The achievement pipeline: from wish to result
Why most goals die (the outcome trap)
'Lose 20 pounds', 'grow the business', 'write the book' — outcome goals describe a destination you do not control directly. You cannot do an outcome; you can only do behaviors. Staring at a lag measure you cannot act on produces guilt, and guilt produces avoidance, and avoidance kills the goal.
The fix is translation: every outcome must be converted into process goals — the controllable daily and weekly actions that statistically produce it. You do not pursue 'lose 20 pounds'; you pursue four training sessions and a calorie boundary per week. The outcome becomes a scoreboard, not a task.

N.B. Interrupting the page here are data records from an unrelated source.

PR #1148, opened 2026-08-11
bump ruff

chirizxc:


.ruff.toml
```diff
@@ -1,4 +1,5 @@
 line-length = 88
+output-prefer-rule-codes = true
```
chirizxc, line 2: See: https://docs.astral.sh/ruff/settings/#output-prefer-rule-codes | https://github.com/astral-sh/ruff/issues/26320

sobolevn (approved):
Thanks!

Lead measures: the numbers you can actually move
Lag measures (revenue, weight, followers) tell you how the past went. Lead measures (calls made, sessions trained, words written) predict the future and respond to effort today. Winners obsess over lead measures because they are the only place where influence exists.
The book's rule: for each goal, define one or two lead measures, make them brutally easy to track, and judge your week only on them. Move the lead measures long enough and the lag measures follow — that is what execution actually means.
One goal at a time (the focus tax)
Every additional simultaneous goal taxes the others — attention splits, energy splits, and identity splits. Five goals at 20% each produce nothing; one goal at 100% for a quarter produces a transformed area of life, after which you rotate to the next.
Quarterly (90-day) cycles hit the sweet spot: long enough for real results, short enough for urgency. A year is an abstraction; a quarter has a pulse.
The weekly review: where goals survive
Goals die of neglect between planning sessions. The weekly review is the goal's life-support system: fifteen minutes to score last week's lead measures, diagnose what blocked them, and schedule the coming week's actions into your actual calendar.
Scheduling is the difference between intentions and commitments: a goal action without a time slot is a wish. The book pairs this with mental contrasting — visualizing the obstacle, not just the trophy — which research shows roughly doubles follow-through compared with positive fantasy alone.
Finishing: the rarest skill
The final 20% of any goal is where the dopamine is gone, the novelty is dead, and the next shiny goal is whispering. Finishing is a deliberate skill: pre-committing to completion criteria, shrinking the remaining scope to essentials, and refusing new projects until the current one crosses the line.
A finished B-grade project beats an abandoned A-grade plan every time — in results, in reputation, and in what it teaches your identity about who you are.